Kong A, Simera I, Collingwood M, Williams C, Kitchener H

机构信息

Radiotherapy Department, St Bartholomew's Hospital, London EC1.

出版信息

Ann Oncol. 2007 Oct;18(10):1595-604. doi: 10.1093/annonc/mdm066. Epub 2007 Mar 7.

Abstract

The role of adjuvant radiotherapy in stage I endometrial cancer following surgery remains unclear. The management for these patients varies widely, particularly in stage I patients with different risk factors. Using the methodology of Cochrane Collaboration, we did a systematic and meta-analysis of all know randomised controlled trials which compared adjuvant radiotherapy versus no radiotherapy following surgery for patients with stage I endometrial cancer. The meta-analysis was carried out on four trials (three published and one unpublished) and a total of 1770 patients.

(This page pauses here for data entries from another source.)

Issue #190, opened 2017-05-23
Build Collection API for indexing tweets


lintool:
We have a nice collection API for indexing TREC doc, ClueWeb WARCs, etc., but indexing tweets is on a completely different code path - the APIs are in `io.anserini.document.twitter`. We should integrate tweets indexing into our existing framework.

Concretely, this means implementing `io.anserini.collection.TweetsCollection` that implements `Collection` and all the supporting code around it.

PR #204, opened 2017-07-18
Index microblog collection (#190)

rosequ:
- Integrated tweet indexing of into our existing framework
- Updated docs

@lintool @snapbug could you please have a look?

### DIFF
--- a/docs/experiments-microblog.md
+++ b/docs/experiments-microblog.md
@@ -1,0 +1,44 @@
+# Anserini Experiments on TREC Microblog Collection
+
+
+### Tweets2011 collection
+
+Note that the Tweets2011 collection is distributed as a list of tweet ids that you have to download yourself, so the 
+effectiveness results you'll get should be similar, but will likely not be identical to the scores reported here.
+
+Indexing the Tweets2011 collection:
+
+```
+nohup sh target/appassembler/bin/IndexCollection -collection TwitterCollection  -input \
+/path/to/Tweets2011/ -generator JsoupGenerator  -index lucene-index.Tweets2011.pos+docvectors -threads 32 \
+-storePositions -storeDocvectors -optimize > log.Tweets2011.txt &
+```
+
+Running topics from TREC 2011 (also look in `src/main/resources/topics-and-qrels/` for topics from TREC 2012):
+
+```
+sh target/appassembler/bin/SearchTweets -collection Twitter -index lucene-index.Tweets2011.pos+docvectors -bm25 \
+-hits 1000 -topics src/main/resources/topics-and-qrels/topics.microblog2011.txt -output run.mb11.bm25.txt
+```
+
+Options for the retrieval model are similar to the web runs: specify `-bm25` to use BM25, `-ql` to use query likelihood,
+ and add `-rm3` to invoke the RM3 relevance feedback model (requires docvectors index).
+
+For evaluation:
+
+```
+eval/trec_eval.9.0/trec_eval src/main/resources/topics-and-qrels/qrels.microblog2011.txt run.mb11.bm25.txt
+```
+
+You should be able to get effectiveness scores along the following lines:
+
+MAP                                                                        | BM25   |BM25+RM3| QL     | QL+RM3
+---------------------------------------------------------------------------|--------|--------|--------|--------
+[TREC 2011 Microblog Track](http://trec.nist.gov/data/microblog2011.html)  | 0.3446 | 0.3743 | 0.3631 | 0.4134
+[TREC 2012 Microblog Track](http://trec.nist.gov/data/microblog2012.html)  | 0.2063 | 0.2227 | 0.2203 | 0.2540
+
+P30                                                                        | BM25   |BM25+RM3| QL     | QL+RM3
+---------------------------------------------------------------------------|--------|--------|--------|--------
+[TREC 2011 Microblog Track](http://trec.nist.gov/data/microblog2011.html)  | 0.3741 | 0.4027 | 0.3905 | 0.4340
+[TREC 2012 Microblog Track](http://trec.nist.gov/data/microblog2012.html)  | 0.3237 | 0.3294 | 0.3249 | 0.3480
+
--- a/docs/experiments-microblog.md
+++ b/docs/experiments-microblog.md
@@ -18,7 +18,7 @@ __NB:__ The process is backgrounded
 Running topics from TREC 2011 (also look in `src/main/resources/topics-and-qrels/` for topics from TREC 2012):
 
 ```
-sh target/appassembler/bin/SearchTweets -collection Twitter -index lucene-index.Tweets2011.pos+docvectors -bm25 \
+sh target/appassembler/bin/SearchTweets -topicreader Twitter -index lucene-index.Tweets2011.pos+docvectors -bm25 \
 -hits 1000 -topics src/main/resources/topics-and-qrels/topics.microblog2011.txt -output run.mb11.bm25.txt
 ```
 
@@ -43,6 +43,19 @@ P@30                                                                       | BM2
 [TREC 2011 Microblog Track](http://trec.nist.gov/data/microblog2011.html)  | 0.3741 | 0.4034 | 0.3905 | 0.4306
 [TREC 2012 Microblog Track](http://trec.nist.gov/data/microblog2012.html)  | 0.3237 | 0.3305 | 0.3249 | 0.3475
 
+
+Effectiveness scores after retaining the retweets while indexing with `-keepRetweets` option:
+
+MAP                                                                        | BM25   |BM25+RM3| QL     | QL+RM3
+---------------------------------------------------------------------------|--------|--------|--------|--------
+[TREC 2011 Microblog Track](http://trec.nist.gov/data/microblog2011.html)  | 0.2947 | 0.3157 | 0.3054 | 0.3269
+[TREC 2012 Microblog Track](http://trec.nist.gov/data/microblog2012.html)  | 0.1786 | 0.1917 | 0.1896 | 0.2133
+
+P@30                                                                       | BM25   |BM25+RM3| QL     | QL+RM3
+---------------------------------------------------------------------------|--------|--------|--------|--------
+[TREC 2011 Microblog Track](http://trec.nist.gov/data/microblog2011.html)  | 0.3252 | 0.3537 | 0.3327 | 0.3476
+[TREC 2012 Microblog Track](http://trec.nist.gov/data/microblog2012.html)  | 0.2938 | 0.3000 | 0.2921 | 0.3062
+
 ### Tweets2013 collection
 The Tweets 2013 collection can be indexed and searched using the commands same commands as above.
 
@@ -61,3 +74,15 @@ P@30                                                                       | BM2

The addition of pelvic external beam radiotherapy to surgery reduced locoregional recurrence, a relative risk (RR) of 0.28 [95% confidence interval (CI) 0.17-0.44, P < 0.00001], which is a 72% reduction in the risk of pelvic relapse (95% CI 56% to 83%) and an absolute risk reduction of 6% (95% CI of 4% to 8%). The reduction in the risk of locoregional recurrence did not translate into a reduction in the risks of death from all causes, endometrial cancer death or distant recurrence. A subgroup analysis showed a trend towards the reduction in the risks of death from all causes and endometrial cancer in patients with multiple high risk factors (including stage 1c and grade 3). External beam pelvic radiotherapy should be considered in patients with multiple high-risk features including stage 1c and grade 3. However, it carries an inherent risk of damage and toxicity and should be avoided in stage 1 endometrial cancer patients with no high risk factors.

摘要

辅助放疗在Ⅰ期子宫内膜癌术后的作用仍不明确。这些患者的治疗方法差异很大,尤其是在具有不同危险因素的Ⅰ期患者中。我们采用Cochrane协作网的方法,对所有已知的比较Ⅰ期子宫内膜癌患者术后辅助放疗与不放疗的随机对照试验进行了系统评价和荟萃分析。荟萃分析纳入了四项试验(三项已发表,一项未发表),共1770例患者。手术联合盆腔外照射放疗可降低局部区域复发率,相对危险度(RR)为0.28[95%置信区间(CI)0.17 - 0.44,P < 0.00001],这意味着盆腔复发风险降低了72%(95%CI 56%至83%),绝对风险降低了6%(95%CI 4%至8%)。局部区域复发风险的降低并未转化为全因死亡、子宫内膜癌死亡或远处复发风险的降低。亚组分析显示,在具有多个高危因素(包括Ⅰc期和3级)的患者中,全因死亡和子宫内膜癌死亡风险有降低趋势。对于具有包括Ⅰc期和3级在内的多个高危特征的患者,应考虑盆腔外照射放疗。然而,它存在固有的损伤和毒性风险,对于无高危因素的Ⅰ期子宫内膜癌患者应避免使用。